How to calculate KL Divergence between two batches of distributions in Pytroch?

Question

Given a batch of distributions, which represented as a pytorch tensor:

A = torch.tensor([[0., 0., 0., 0., 1., 5., 1., 2.],
        [0., 0., 1., 0., 4., 2., 1., 1.],
        [0., 0., 1., 1., 0., 5., 1., 1.],
        [0., 1., 1., 0., 2., 3., 1., 1.],
        [0., 0., 2., 1., 3., 1., 1., 0.],
        [0., 0., 2., 0., 5., 0., 1., 0.],
        [0., 2., 1., 4., 0., 0., 1., 0.],
        [0., 0., 2., 4., 1., 0., 1., 0.]], device='cuda:0')

A is a batch of distributions, which consists of eight distributions. Now, given another batch of distributions B :

B = torch.tensor([[0., 0., 1., 4., 2., 1., 1., 0.],
        [0., 0., 0., 5., 1., 2., 1., 0.],
        [0., 0., 0., 4., 2., 3., 0., 0.],
        [0., 0., 1., 7., 0., 0., 1., 0.],
        [0., 0., 1., 2., 4., 0., 1., 1.],
        [0., 0., 1., 3., 1., 3., 0., 0.],
        [0., 0., 1., 4., 1., 0., 2., 0.],
        [1., 0., 1., 5., 0., 1., 0., 0.],
        [0., 1., 5., 1., 0., 0., 1., 0.],
        [0., 0., 3., 2., 2., 0., 1., 0.],
        [0., 2., 4., 0., 1., 0., 1., 0.],
        [1., 0., 4., 1., 1., 1., 0., 0.]], device='cuda:0')

B has 12 distributions. I want to calculate the KL Divergence between each distribution in A and each distribution in B , and then obtain a KL Distance Matrix, of which shape is 12*8 . I know to use loop structure and torch.nn.functional.kl_div() to reach it. Is there any other methods in pytorch to implement it without using for-loop?

Here is my implementation using for-loop:

p_1 = F.softmax(A, dim = -1)
p_2 = F.softmax(B, dim = -1)
C = torch.empty(size = (A.shape[0], B.shape[0]), dtype = torch.float)

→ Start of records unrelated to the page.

PR #161, opened 2021-11-02
A built-in provider for using external key with OpenSSL 3.0

selvanair:
Hooking into callbacks in RSA_METHOD and EVP_PKEY_METHOD
structures is deprecated in OpenSSL 3.0. For signing with external
keys that are not exportable (tokens, key stores, etc.) requires a custom
provider interface so that key operations can be delegated to it.

A single provider is enough for handling all external key options we support:
 --management-external-key
 --cryptoapicert
 --pkcs11-id

The series of patches in this PR implements such a provider.

### DIFF
--- a/configure.ac
+++ b/configure.ac
@@ -766,8 +766,6 @@ PKG_CHECK_MODULES(
 	[]
 )
 
-AM_CONDITIONAL([HAVE_XKEY_PROVIDER], [false])
-
 if test "${with_crypto_library}" = "openssl"; then
 	AC_ARG_VAR([OPENSSL_CFLAGS], [C compiler flags for OpenSSL])
 	AC_ARG_VAR([OPENSSL_LIBS], [linker flags for OpenSSL])
--- a/configure.ac
+++ b/configure.ac
@@ -766,6 +766,8 @@ PKG_CHECK_MODULES(
 	[]
 )
 
+AM_CONDITIONAL([HAVE_XKEY_PROVIDER], [false])
+
 if test "${with_crypto_library}" = "openssl"; then
 	AC_ARG_VAR([OPENSSL_CFLAGS], [C compiler flags for OpenSSL])
 	AC_ARG_VAR([OPENSSL_LIBS], [linker flags for OpenSSL])
@@ -879,6 +881,7 @@ if test "${with_crypto_library}" = "openssl"; then
 
 	if test "${have_usable_openssl_provider}" = "yes"; then
 		AC_DEFINE([HAVE_XKEY_PROVIDER], [1], [Enable external key loading provider])
+		AM_CONDITIONAL([HAVE_XKEY_PROVIDER], [true])
 	fi
 
 	AC_CHECK_FUNC(
--- a/configure.ac
+++ b/configure.ac
@@ -857,33 +857,6 @@ if test "${with_crypto_library}" = "openssl"; then
 		AC_DEFINE([HAVE_OPENSSL_ENGINE], [1], [OpenSSL engine support available])
 	fi
 
-	# Check whether OpenSSL provider support is usable -- need version >= 3.0.1
-	have_usable_openssl_provider="yes"
-	AC_MSG_CHECKING([Check if OpenSSL version >= 3.0.1])
-	AC_COMPILE_IFELSE(
-		[AC_LANG_PROGRAM(
-			[[
-#include <openssl/opensslv.h>
-			]],
-			[[
-/*     Version encoding: MNN00PPS - see opensslv.h for details */
-#if OPENSSL_VERSION_NUMBER < 0x30000010L
-#error OpenSSL with no or buggy provider support
-#endif
-			]]
-		)],
-		[AC_MSG_RESULT([ok])],
-		[
-			have_usable_openssl_provider="no"
-			AC_MSG_RESULT([no])
-		]
-	)
-
-	if test "${have_usable_openssl_provider}" = "yes"; then
-		AC_DEFINE([HAVE_XKEY_PROVIDER], [1], [Enable external key loading provider])
-		AM_CONDITIONAL([HAVE_XKEY_PROVIDER], [true])
-	fi
-
 	AC_CHECK_FUNC(
 		[EVP_aes_256_gcm],
 		,
--- a/configure.ac
+++ b/configure.ac
@@ -855,6 +855,32 @@ if test "${with_crypto_library}" = "openssl"; then
 		AC_DEFINE([HAVE_OPENSSL_ENGINE], [1], [OpenSSL engine support available])
 	fi
 
+	# Check whether OpenSSL provider support is usable -- need version >= 3.0.1
+	have_usable_openssl_provider="yes"
+	AC_MSG_CHECKING([Check if OpenSSL version >= 3.0.1])
+	AC_COMPILE_IFELSE(
+		[AC_LANG_PROGRAM(
+			[[
+#include <openssl/opensslv.h>
+			]],
+			[[
+/*     Version encoding: MNN00PPS - see opensslv.h for details */
+#if OPENSSL_VERSION_NUMBER < 0x30000010L
+#error OpenSSL with no or buggy provider support
+#endif
+			]]
+		)],
+		[AC_MSG_RESULT([ok])],
+		[
+			have_usable_openssl_provider="no"
+			AC_MSG_RESULT([no])
+		]
+	)
+
+	if test "${have_usable_openssl_provider}" = "yes"; then
+		AC_DEFINE([HAVE_XKEY_PROVIDER], [1], [Enable external key loading provider])
+	fi
+
 	AC_CHECK_FUNC(
 		[EVP_aes_256_gcm],
 		,
--- a/src/openvpn/ssl.c
+++ b/src/openvpn/ssl.c
@@ -604,6 +604,13 @@ init_ssl(const struct options *options, struct tls_root_ctx *new_ctx, bool in_ch
 
     tls_clear_error();
 
+#ifdef HAVE_XKEY_PROVIDER
+    if (key_is_external(options))
+    {
+        load_xkey_provider();
+    }
+#endif
+
     if (options->tls_server)
     {
         tls_ctx_server_new(new_ctx);
--- a/src/openvpn/ssl.c
+++ b/src/openvpn/ssl.c
@@ -604,12 +604,10 @@ init_ssl(const struct options *options, struct tls_root_ctx *new_ctx, bool in_ch
 
     tls_clear_error();
 
-#ifdef HAVE_XKEY_PROVIDER
     if (key_is_external(options))
     {
         load_xkey_provider();
     }
-#endif
 
     if (options->tls_server)
     {
--- a/src/openvpn/xkey_common.h
+++ b/src/openvpn/xkey_common.h
@@ -1,0 +1,43 @@
+/*
+ *  OpenVPN -- An application to securely tunnel IP networks
+ *             over a single TCP/UDP port, with support for SSL/TLS-based
+ *             session authentication and key exchange,
+ *             packet encryption, packet authentication, and
+ *             packet compression.
+ *
+ *  Copyright (C) 2021 Selva Nair <selva.nair@gmail.com>
+ *
+ *  This program is free software; you can redistribute it and/or modify
+ *  it under the terms of the GNU General Public License as published by the
+ *  Free Software Foundation, either version 2 of the License,
+ *  or (at your option) any later version.
+ *
+ *  This program is distributed in the hope that it will be useful,
+ *  but WITHOUT ANY WARRANTY; without even the implied warranty of
+ *  MERCHANTABILITY or FITNESS FOR A PARTICULAR PURPOSE.  See the
+ *  GNU General Public License for more details.
+ *
+ *  You should have received a copy of the GNU General Public License along
+ *  with this program; if not, write to the Free Software Foundation, Inc.,
+ *  51 Franklin Street, Fifth Floor, Boston, MA 02110-1301 USA.
+ */
+
+#ifndef XKEY_COMMON_H_
+#define XKEY_COMMON_H_
+
+#ifdef HAVE_XKEY_PROVIDER
+
+#include <openssl/provider.h>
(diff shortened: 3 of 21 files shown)


src/openvpn/xkey_provider.c
```diff
@@ -0,0 +1,174 @@
...
+#include <openssl/evp.h>
+#include <openssl/err.h>
+
+/* A descriptive name */
+static const char *provname = "OpenVPN External Key Provider";
+
+typedef struct
+{
+    OSSL_LIB_CTX *libctx;  /*  a child libctx for our own use */
+    OSSL_PROVIDER *deflt;  /* default provider that we load for delegating some ops */
```
schwabe, line 56: This seems to be unused. It seems only be referenced in the teardown method and only for unloading. This is a leftover?

src/openvpn/xkey_provider.c
```diff
@@ -60,6 +63,373 @@ typedef struct
               dmsg(f|M_NOPREFIX, __VA_ARGS__);                      \
            } while(0)
 
+typedef enum
+{
+    ORIGIN_NONAME = 0,
```
schwabe, line 68: Hm, maybe call this ORIGIN_UNDEFINED or add a comment why it is called NONAME?

src/openvpn/xkey_provider.c
```diff
@@ -60,6 +63,373 @@ typedef struct
...
+ * We keep an opaque handle provided by the backend for the loaded
+ * key. It's passed back to the backend for any operation on private
+ * keys --- in practice, sign() op only.
+ *
+ * We also keep the public key in the form of a native OpenSSL EVP_PKEY.
+ * This allows us to do all public ops by calling ops in the default provider.
+ */
+typedef struct
+{
+    /* opaque handle dependent on KEY_ORIGIN -- could be NULL */
```
schwabe, line 92: These could be /** comments */, so doxygen picks them up.

src/openvpn/xkey_provider.c
```diff
@@ -60,6 +63,373 @@ typedef struct
...
+static OSSL_FUNC_keymgmt_set_params_fn keymgmt_set_params;
+static OSSL_FUNC_keymgmt_query_operation_name_fn rsa_keymgmt_name;
+static OSSL_FUNC_keymgmt_query_operation_name_fn ec_keymgmt_name;
+
+static XKEY_KEYDATA *
+keydata_new()
+{
+    xkey_dmsg(D_LOW, "entry");
+
+    XKEY_KEYDATA *key = calloc(sizeof(*key), 1);
```
schwabe, line 143: I understand not using OpenVPN's own memory tools in this provider but we could use OpenSSL's methods here, e.g. OPENSSL_zalloc(sizeof(*key)) here (and OPENSSL_free on free)

src/openvpn/xkey_provider.c
```diff
@@ -60,6 +63,373 @@ typedef struct
...
+static int
+keymgmt_import(void *keydata, int selection, const OSSL_PARAM params[], const char *name)
+{
+    xkey_dmsg(D_LOW, "entry");
+
+    XKEY_KEYDATA *key = keydata;
+    ASSERT(key);
+
+    /* Our private key is immutable -- we import only if keydata is empty */
+
```
schwabe, line 236: extra empty line?

src/openvpn/xkey_provider.c
```diff
@@ -60,6 +63,373 @@ typedef struct
...
+    static const OSSL_PARAM key_types[] = { OSSL_PARAM_END };
+
+    if (selection & OSSL_KEYMGMT_SELECT_PUBLIC_KEY)
+    {
+       return key_types;
+    }
+    return NULL;
+}
+
+/* We do not support any key export */
```
schwabe, line 322: This feels a bit out of place, maybe add "So no export function is defined". I first read this as description for keymgmt_free and was confused.

src/openvpn/xkey_common.h
```diff
@@ -38,6 +38,49 @@ OSSL_provider_init_fn xkey_provider_init;
 
 #define XKEY_PROV_PROPS "provider=ovpn.xkey"
 
+/**
+ * Stuct to encapsulate signature algorithm parameters to pass
+ * to sign operation.
+ */
+typedef struct {
+   const char *padmode; /* "pkcs1", "pss" or "none" */
```
schwabe, line 45: Maybe use /**< here to make those doxygen comments?

src/openvpn/xkey_provider.c
```diff
@@ -430,6 +456,473 @@ const OSSL_ALGORITHM keymgmts[] = {
...
+{
+    int i = 0;
+
+    int nid = EVP_MD_get_type(EVP_get_digestbyname(name));
+
+    while (digest_names[i].name && nid != digest_names[i].nid)
+    {
+        i++;
+    }
+    return digest_names[i].name ?  digest_names[i].name : "MD5-SHA1";
```
schwabe, line 638: I am just noticing that we are relying nids here. That probably works fine and is good we should at least add a comment about why we stick to NID here instead of doing the complicated annoying dance with `EVP_md_fetch`

src/openvpn/xkey_provider.c
```diff
@@ -430,6 +456,473 @@ const OSSL_ALGORITHM keymgmts[] = {
...
+}
+
+static void *
+signature_newctx(void *provctx, const char *propq)
+{
+    xkey_dmsg(D_LOW, "entry");
+
+    (void) propq; /* unused */
+
+    XKEY_SIGNATURE_CTX *sctx = calloc(sizeof(*sctx), 1);
```
schwabe, line 648: OPENSSL_zalloc here

src/openvpn/xkey_provider.c
```diff
@@ -430,6 +456,473 @@ const OSSL_ALGORITHM keymgmts[] = {
...
+static void
+signature_freectx(void *ctx)
+{
+    xkey_dmsg(D_LOW, "entry");
+
+    XKEY_SIGNATURE_CTX *sctx = ctx;
+
+    keydata_free(sctx->keydata);
+
+    free(sctx);
```
schwabe, line 670: And then OpenSSL_free here

src/openvpn/xkey_provider.c
```diff
@@ -430,6 +456,473 @@ const OSSL_ALGORITHM keymgmts[] = {
...
+    p = OSSL_PARAM_locate_const(params, OSSL_SIGNATURE_PARAM_PAD_MODE);
+    if (p && p->data_type == OSSL_PARAM_UTF8_STRING)
+    {
+        if (!strcmp(p->data, "pss"))
+        {
+            sctx->sigalg.padmode = "pss";
+        }
+        else if (!strcmp(p->data, "pkcs1"))
+        {
+            sctx->sigalg.padmode = "pkcs1";
```
schwabe, line 709: Maybe define constants/defines for these that we repeat over and over?

src/openvpn/xkey_provider.c
```diff
@@ -430,6 +456,473 @@ const OSSL_ALGORITHM keymgmts[] = {
...
+        }
+        else if (!strcmp(p->data, "none"))
+        {
+            sctx->sigalg.padmode = "none";
+        }
+        else
+        {
+            msg(M_WARN, "xkey signature_ctx: padmode <%s>, treating as <pkcs1>",
+                (char *)p->data);
+            sctx->sigalg.padmode = "none";
```
schwabe, line 719: The message and the padmode = "none" disagree here.

src/openvpn/xkey_provider.c
```diff
@@ -430,6 +456,473 @@ const OSSL_ALGORITHM keymgmts[] = {
...
+            {
+                sctx->sigalg.padmode = "pss";
+            }
+            else if (padmode == RSA_PKCS1_PADDING)
+            {
+                sctx->sigalg.padmode = "pkcs1";
+            }
+            else
+            {
+                sctx->sigalg.padmode = "none";
```
schwabe, line 738: Do we have a xkey_msg here if there is an unknown integer (e.g. not 0 which is NONE)?

src/openvpn/xkey_provider.c
```diff
@@ -88,13 +88,26 @@ typedef struct
...
+    /* sign function in backend to call */
+    XKEY_EXTERNAL_SIGN_fn *sign;
+    /* keydata handle free function of backend */
+    XKEY_PRIVKEY_FREE_fn *free;
     XKEY_PROVIDER_CTX *prov;
     int refcount;                /* reference count */
 } XKEY_KEYDATA;
 
 #define KEYTYPE(key) ((key)->pubkey ? EVP_PKEY_get_id((key)->pubkey) : 0)
 #define KEYSIZE(key) ((key)->pubkey ? EVP_PKEY_get_size((key)->pubkey) : 0)
```
schwabe, line 107: These are probably fine as they are. Otherwise maybe writing them as small static inline functions could also work if want a bit of extra type safety.

src/openvpn/xkey_provider.c
```diff
@@ -430,6 +456,473 @@ const OSSL_ALGORITHM keymgmts[] = {
...
+
+static int
+signature_digest_verify(void *ctx, const unsigned char *sig, size_t siglen,
+                        const unsigned char *tbs, size_t tbslen)
+{
+    xkey_dmsg(D_LOW, "entry");
+
+    msg(M_WARN, "xkey_provider: DigestVerify is not implemented");
+    return 0;
+}
```
schwabe, line 890: I think the reason to "implement" these functions is that we get `msg(M_WARN)` if something decides to call these functions instead of leaving them unimplmeneted and not include them in the OSSL_DISPATCH strucuture. I think we should document that as a comment.

src/openvpn/ssl.c
```diff
@@ -604,6 +604,13 @@ init_ssl(const struct options *options, struct tls_root_ctx *new_ctx, bool in_ch
 
     tls_clear_error();
 
+#ifdef HAVE_XKEY_PROVIDER
+    if (key_is_external(options))
+    {
+        load_xkey_provider();
```
schwabe, line 610: load_xkey_provider is always defined, so either we should always try to load it by removing the ifdef here or also only define load_xkey_provider when HAVE_XKEY_PROVIDER is defined.

src/openvpn/xkey_provider.c
selvanair: Yes, its purpose is for use in unloading, so not unused :)

src/openvpn/xkey_helper.c
```diff
@@ -205,4 +216,123 @@ xkey_management_sign(void *unused, unsigned char *sig, size_t *siglen,
...
+ * @param tbslen        length of data in bytes
+ *
+ * @return              false on error, true  on success
+ *
+ * On return enc_len is  set to actual size of the result.
+ * enc is NULL or enc_len is not enough to store the result, it is set
+ * to the required size and false is returned.
+ */
+bool
+encode_pkcs1(unsigned char *enc, size_t *enc_len, const char *mdname,
```
schwabe, line 290: This function is really ugly but I also don't see a better way if other libraries really require of to add that stuff

configure.ac
```diff
@@ -855,6 +855,32 @@ if test "${with_crypto_library}" = "openssl"; then
...
+		[
+			have_usable_openssl_provider="no"
+			AC_MSG_RESULT([no])
+		]
+	)
+
+	if test "${have_usable_openssl_provider}" = "yes"; then
+		AC_DEFINE([HAVE_XKEY_PROVIDER], [1], [Enable external key loading provider])
+	fi
+
```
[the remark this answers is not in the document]
selvanair: Yes, we could  use `#ifdef OPENSSL_VERSION_NUMBER >= 30000010L` and not have this define. Using a separate variable looked cleaner to me instead of having to write the version number in every if def. Also easier to change if it has to be fine-tuned later or if someone wants a build without xkey_provider, easier to change configure than the source.
But I'm okay with either approach.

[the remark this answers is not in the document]
schwabe: I would then prfer to have the 
```
#ifdef OPENSSL_VERSION_NUMBER >= 30000010L
#define HAVE_XKEY_PROVIDER
#endif
```

approach in a header. That still allows kind of easy compiling without xkey if needed while not adding extra logic to autoconf.

src/openvpn/xkey_provider.c
selvanair: Once pre-processed, these are just inline code and thus type safe, isn't it?

src/openvpn/xkey_helper.c
selvanair: Ugly, yes.. but looks unavoidable to me.
For `--management-external-key` management-notes.txt says `RSA_private_encrypt()` will generate the right signature, which means digest-info header should be added by us. That said, the doc is probably from times when only MD5-SHA1 signature existed and there is no header needed for that. In mbedTLS code-path we manually add it before sending the digest to the management client.

For Windows it may be possible to convince it to do add the header while signing -- I haven't checked.

For pkcs11, I do not see any way to get it added by the token.

configure.ac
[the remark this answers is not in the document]
selvanair: okay, let me see whether this could be tucked-in xkey_common.h

src/openvpn/xkey_provider.c
selvanair: Yeah, I missed deleting this when I removed explicit loading of default into the child libctx. Its okay to assume that the parent must have already loaded default or something equivalent to it -- else nothing will work anyway.  Will fix.

configure.ac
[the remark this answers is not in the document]
selvanair: I also have an AM_CONDITIONAL with the same name for use in Makefile.am for tests. Can't think of a way to do conditional compiling of the test without it --- can make the test empty when HAVE_XKEY_PROVIDER is undefined but that's not ideal.

selvanair:
Added fixup commits to address all comments marked "resolved". To be squashed later.

apollo13:
Hi @selvanair; I just wanted to drop in and thank you for this pull request. It is basically the first nice example that I could find on how to implement providers in openssl 3. :+1:

schwabe:
This has been merged.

for i,a in enumerate(p_1):
    for j,b in enumerate(p_2):
        C[i][j] =  torch.nn.functional.kl_div(a.log(), b)
print(C)

Output is:

tensor([[0.4704, 0.5431, 0.3422, 0.6284, 0.3985, 0.2003, 0.4925, 0.5739, 0.5793,
         0.3992, 0.5007, 0.4934],
        [0.3416, 0.4518, 0.2950, 0.5263, 0.0218, 0.2254, 0.3786, 0.4747, 0.3626,
         0.1823, 0.2960, 0.2937],
        [0.3845, 0.4306, 0.2722, 0.5022, 0.4769, 0.1500, 0.3964, 0.4556, 0.4609,
         0.3396, 0.4076, 0.3933],
        [0.2862, 0.3752, 0.2116, 0.4520, 0.1307, 0.1116, 0.3102, 0.3990, 0.2869,
         0.1464, 0.2164, 0.2225],
        [0.1829, 0.2674, 0.1763, 0.3227, 0.0244, 0.1481, 0.2067, 0.2809, 0.1675,
         0.0482, 0.1271, 0.1210],
        [0.4359, 0.5615, 0.4427, 0.6268, 0.0325, 0.4160, 0.4749, 0.5774, 0.3492,
         0.2093, 0.3015, 0.3014],
        [0.0235, 0.0184, 0.0772, 0.0286, 0.3462, 0.1461, 0.0142, 0.0162, 0.3524,
         0.1824, 0.2844, 0.2988],
        [0.0097, 0.0171, 0.0680, 0.0284, 0.2517, 0.1374, 0.0082, 0.0148, 0.2403,
         0.1058, 0.2100, 0.1978]], device='cuda:0')

Answer 1

Looking at nn.KLDivLoss , the formula for computing the KL divergence is

kl = torch.mean(b * (torch.log(b) - a))

We can use broadcasting to compute the KL efficiently:

# avoid NaNs from log(0)
lB = B.clone()
lB[B==0] = 1.

# do the computation efficiently
C = (B[None, ...] * (torch.log(lB[None, ...]) - A[:, None, :])).mean(dim=-1)

Coming to think of it, I'm not sure what you are asking makes much sense. Your A and B tensors are filled with numbers, but they do not represent distributions (they do not sum to 1). Please consider carefully what you are trying to do here.